La cancel culture est aussi dénoncée par des gouvernements comme le gouvernement français ou celui du Québec. En 2021, les ministres de l'Éducation français et québécois Jean-Michel Blanquer et Jean-François Roberge ont signé une lettre ouverte où ils critiquent la cancel culture, qui va selon eux à l'encontre des valeurs de respect, de tolérance et de liberté d'expression par le banissement de personnalités politiques, de livres ou de spectacles[61].

Exemples

Prémices historiques

Le bannissement de Spinoza de sa communauté juive amstellodamoise au XVIIe siècle  en raison de sa croyance en un dieu dont les caractéristiques sont celles de la Nature  est donné par le philosophe David Rutledge comme exemple de « cancel culture » avant la lettre[62].

États-Unis

Le , Mike Adams, professeur de criminologie, se donne la mort, en partie à la suite d'une campagne de harcèlement propre à la cancel culture, après une intervention provocatrice[63].

France

En France, la pratique existe, bien qu’elle soit moins importante qu’aux États-Unis[64]. Dans la presse, elle est régulièrement associée à une pratique américaine, et est parfois rejetée en tant que phénomène d'« américanisation » de la société[65]. Dès les années 1980, le politically correct développé dans les universités américaines est mal vu en France, où l’on défend un universalisme républicain opposé à l’identitarisme anglo-saxon ; mais une telle opposition suscite le débat.

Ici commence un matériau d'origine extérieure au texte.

PR #2200, opened 2017-06-12
Fix issue #2194 (crash when reading a file with size divisible by 4096)

### LINKED ISSUE #2194: fread segfaults when reading a file with size a multiple of 4k
Happens in line 768: `*_const_cast(eof) = eol;`
The error is:
```
 *** caught bus error ***
address 0x1012b9000, cause 'non-existent physical address'
```
[4k.txt](https://github.com/Rdatatable/data.table/files/1058979/4k.txt)

st-pasha:
Outline of the change:

* The idea of writing `\n` to the last byte of the memory-mapped region sometimes fails to work, and so will be removed. Instead, we'll use the following strategy: search the file from the end for the last newline, and then move the last line (appending a newline) into a separate memory buffer. This splits the entire file into 2 separate parts: "main" part `sof .. eof`, and "hidden" part `soh .. eoh`. For example, if the input was `A,B\n1,2\n3,4`, then the first part will become `A,b\n1,2\n`, and the second `3,4\n`. Both parts will have valid newline endings.

* The iteration over the file will have to be organized more carefully: while previously it was as simple as
    ```
    const char *ch = sof;
    while ((ch < eof) && <condition>) ...;
    ```
    Now it becomes more complicated:
    ```
    const char *ch = sof, *end = eof;
    while (((ch < end) || (eoh && (end != eoh) && (ch=soh) && (end=eoh))
           && <condition>) ...;
    ```
    fortunately, this doesn't add any runtime overhead (assuming compiler does proper short-circuit evaluation).

* All parser functions will no longer require any `ch < eof` tests: the test `*ch == eol` is sufficient to test the end of the field. The `eof` variable is even no longer global (it can't be: different threads might be scanning different portions of the file simultaneously). This change is the original reason why we are going to such trouble to ensure there's always an `eol` at the end file. There is only 1 problem here: quoted string fields with embedded newlines.

    In order to circumvent this difficulty, we change the semantics of the `_Bool Field(const char **ptr, void *target)` function (currently this function parses the next string field and returns true/false indicator of success/failure; on success it also advances the pointer `ptr` to the end of the field just read). In the new semantics this function has `int` return value, 0 meaning success, 1 failure, and 2 "continuation failure". The latter status is returned for fields that are correctly quoted but the parser hit a newline before the field ended (thus, the `Field()` parser will stop parsing at a newline like all other parsers do). When status 2 is returned, the parser will also fill out the `lenOff target` structure with detected offset and length until the newline, and it will advance the pointer `ptr`.

    Additionally, there will be a second field parsing function `int continue_parse_string(const char **ptr, lenOff *target)`, which will (a) assume that it begins inside a quoted field, (b) in case of successful scan increments `target->off` instead of overwriting it. This function also returns status 0 for success (field scanned till the end), 1 for failure (field is invalid under current quoting rule, for example quote is not followed by a field separator), and 2 for "continuation failure" (i.e. the field didn't end on this line: keep scanning). Both statuses 0 and 2 advance pointer `ptr` and increment `target->off`.

* Now the field parser logic will have to become more complicated as well: if previously it was
    ```
    while (!fun[type[j]](&ch, target[j])) {
      type[j]++;
      ch = fieldStart;
    }
   ```
    Now it is more like this:
    ```
    while (ret = fun[type[j]](&ch, target[j])) {
      while (ret == 2) {
        ch += eolLen;
        if (ch == end) {
          if (end == eof) { ch = soh; end = eoh; }
          else { ret = 1; break; }
        }
        ret = continue_parse_string(&ch, target[j]);
      }
      if (ret == 1) {
        type[j]++;
        ch = fieldStart;
      }
      // if `ret` is 0 then don't do anything: field was parsed correctly
    }
    ```
    This adds small amount of overhead, but only for multi-line string fields, which are sufficiently rare. Overall runtime impact should be negligible for the most common cases.

* There are also lots of minor code changes: added `ASSERT(cond)` macro that expands into `if (!cond) STOP("Internal error on line %d, please report", __LINE__)` -- this is intended for checks that should in theory never fail (and thus shouldn't show up red on the coverage report); the `pos` variable was removed, instead the `sof` variable is used to track the beginning of data section (it would be too hard to juggle `pos` / `sof` / `soh` triple).

Closes #2194


mattdowle:
That was fun!!

The goal of all this was to avoid checking `ch<eof` for every single byte of input just because some files end abruptly without a final newline. We don't want to have to ask user to `echo>>filename.txt` and they might not have write permission to do that anyway.

Master had been my last attempt but that created a bus error when `fileSize%4096==0`.
Pasha added tests for this and fixed in this PR#2200 but code complexity in `fread.c` went up.
Now trying a different cleaner approach keeping Pasha's tests verbatim and fixing a few other long-standing related concerns as well.

* For files which abruptly end without final newline, it now writes `\0` to the last byte of cow mmp page which is reliable on all platforms. Otherwise, it finds the last newline and writes `\0` there (again, cow last page).
* Since it writes `\0` now rather than newline, uncertainty of writing `eol` when `eolLen==2` goes away.
* No allocation or copy needed for either final field or final line; `finalByte` stored instead.
* No copy means `eof` doesn't need to be moved which was hard because `eof` is shared across threads.
* Does not read or write `eof+1` so bus error when `fileSize` is multiple of 4096 goes away.
* Isolated code to deal with final field in one place. This does not run other than for files which end abruptly without final newline. So if problems do occur, `echo>>file.txt` has a better chance of fixing the problem because the new code for abrupt-ending won't then run. However, abruptly ended files should just work and they are tested and user should not need to add the final new line.
* Fewer lines of code changed (236: +161 -75) than PR#2200 (847: +567 -280). No new functions. Fewer new variables. No arguments added to existing functions. However, I didn't remove `ch<eof` in processors yet to keep that separate which would have increased the changed line count.
* Now that `*eof=='\0'` can be relied upon, run-away `strstr()` problem goes away if `skip="string"` is not present.
* Newline detection is now scanned from the end backwards to avoid any unclosed quoted fields on the first line (again, thanks to Pasha spotting). Still not perfect but much better and not worse in any cases. Intend to remove `eol` detection altogether anyway to allow for mixed line ending types.

PR #1483, opened 2015-12-31
implements #1482: adds option to print.data.table to exclude lower register of column names when printing more than 20 rows

MichaelChirico:
also updated the R-Forge issue number to the corresponding GitHub issue number. Not sure if that's kosher...

Issue #645, opened 2014-06-08
[R-Forge #1957] Optional Arguments for Printing


arunsrinivasan:
Submitted by: Yike Lu; Assigned to: Nobody; [R-Forge link](https://r-forge.r-project.org/tracker/index.php?func=detail&aid=1957&group_id=240&atid=978)

It would be nice to have a few simple optional arguments for displaying/printing data.tables, for example:
1) Turn off row numbers,
2) Turn off smart table wrapping
3) Force print all entries
4) Put spaces between "by" groupings for higher groupings... e.g. DT[, sum(x), by=list(a,b,c)]  prints as

a    b     c   V1
1    1     1
1    1     2

1    0     3

2    1     1
2    1     2
2    1     3

Perhaps a depth variable can be specified here.

5) underline/underscores for column header, horizontal bar to separate key and nonkey columns.

MichaelChirico:
1) & 3) are done, AFAIK.

Not sure anything can be done about 2), if I understand correctly?

4) Could go for some more formalization, not sure exactly what was intended.

First part of 5) seems pretty simple, maybe a `name.sep` or `bezel` argument; second part seems a bit tougher.

As mentioned in #1483 fulfilling this should probably entail creating an `.Rd` for `print.data.table`. And exporting `print.data.table`?

franknarf1:
Personally, 2 and 4 would be very handy. I have a wrapper to do 4 (though the BY vars still show up in my "blank" rows) and just expand my R console across more screens for 2. 

(I do this because I have been reviewing a feed of data periodically, summarized to about 20 groups, each having about four rows for subgroup.)

MichaelChirico:
@franknarf1 could you add some detail about what 4) means for you? I think I'm missing something in the formatting from R-Forge.

From how I read it, it's something like

    DT <- data.table(a = rep(1:2, each = 3), b = rep(1:3, 2))

    DT[ , 1L, by = .(a, b)]
```
DT[ , 1L, by = .(a, b)]
#    a b V1
# 1: 1 1  1
# 2: 1 2  1
# 3: 1 3  1
#                   # <- blank row here as we switch 'a' group from 1 to 2
# 4: 2 1  1
# 5: 2 2  1
# 6: 2 3  1
```

And the `depth` Yike had in mind was saying how frequently we use the spacing for more fine grouping -- if we did `.(a, b, c)` with `depth = 2`, we'd put spaces after every switch of `b`.

Does that sound like what you have in mind?

[...]

PR #2296, opened 2017-08-10
Closes #1482, adds options for controlling how print displays column names

### LINKED ISSUE #1482: FR: Option to exclude the lower register of column names in printing
From this SO question: http://stackoverflow.com/questions/34511495/how-to-disable-data-table-names-at-the-bottom

Some users want the option to skip printing the column names at the bottom (only happens when the whole table is printed and there are more than 20 rows)

This is an easy fix with almost no overhead, so I don't see the harm in adding the option (I suppose the solution could conflict with the other associated bug fix, #97, but that seems unlikely).

Will add a PR for this soon.

MichaelChirico:
More progress towards #1523. I'm not convinced we need the three options anymore... in particular wondering whether `col.names = "none"` would actually be used. See also #1483.

### DIFF
--- a/NEWS.md
+++ b/NEWS.md
@@ -32,7 +32,11 @@
 
 8. `as.data.table()` gains new method for `array`s to return a useful data.table, [#1418](https://github.com/Rdatatable/data.table/issues/1418).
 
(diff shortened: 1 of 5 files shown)


franknarf1:
> I'm not convinced we need the three options anymore... in particular wondering whether col.names = "none" would actually be used.

`col.names = "none"` might suit my [use-case mentioned](https://github.com/Rdatatable/data.table/issues/645#issuecomment-321895416) in #645 . If I `split` by group and then loop over `print`, I may want to skip col names after the first table, for example.

PR #2302, opened 2017-08-15
Fix NOTE bc extra files

jangorecki:
fixes --as-cran NOTE
```
* checking top-level files ... NOTE
Non-standard files/directories found at top level:
  ‘cc.R’ ‘Makefile’
```
and (this only affects gitlab builds)
```
Unknown, possibly mis-spelled, fields in DESCRIPTION:
  ‘Commit’
```

### DIFF
--- a/.Rbuildignore
+++ b/.Rbuildignore
@@ -10,3 +10,5 @@
 ^\.RData$
 ^\.Rhistory$
 ^data\.table_.*\.tar\.gz$
+^cc\.R$
+^Makefile$
--- a/.gitlab-ci.yml
+++ b/.gitlab-ci.yml
@@ -36,7 +36,6 @@ build:
   script:
     - Rscript -e 'install.packages("knitr", repos=file.path("file:",normalizePath("bus/mirror-packages/cran")))'
     - rm -r bus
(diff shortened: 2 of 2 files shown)


mattdowle:
Thanks for spotting!
I thought at the time those files were added that it was strange tests passed.  It's only under `--as-cran` that non-standard files/directories are checked then?  I wonder why not all the time.  Not enough time to ask r-devel why that is (and if no good reason, suggest that's changed in R) so moving on.

jangorecki:
@mattdowle yes, check for those files happens only when using `--as-cran` and it [seems to be](https://github.com/wch/r-source/blob/0fbfc3cf1d3c76e663fc2ca863e6fd1330bff5ee/doc/manual/R-ints.texi#L4079) intentional, but can be controlled with env var.
```
@item _R_CHECK_TOPLEVEL_FILES_
Report on top-level files in the package sources that are not described
in `Writing R Extensions' nor are commonly understood (like
@file{ChangeLog}).  Variations on standard names (e.g.@:
@file{COPYRIGHT}) are also reported.
Default: false (but true for CRAN submission checks).
```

Justifiée pour certains chercheurs, elle est considérée par d’autres comme une forme d’anti-américanisme[65]. Ses détracteurs l'associent parfois au terme « woke », qu'ils utilisent pour désigner un mouvement de « censure » venu des mouvements antiracistes[66].

Le terme de « cancel culture » est peu utilisé hors des milieux militants : selon un sondage Ifop de 2021, 11 % des interrogés sont capables d’expliquer ce dont il s’agit, principalement les 18–35 ans et les classes éduquées[67].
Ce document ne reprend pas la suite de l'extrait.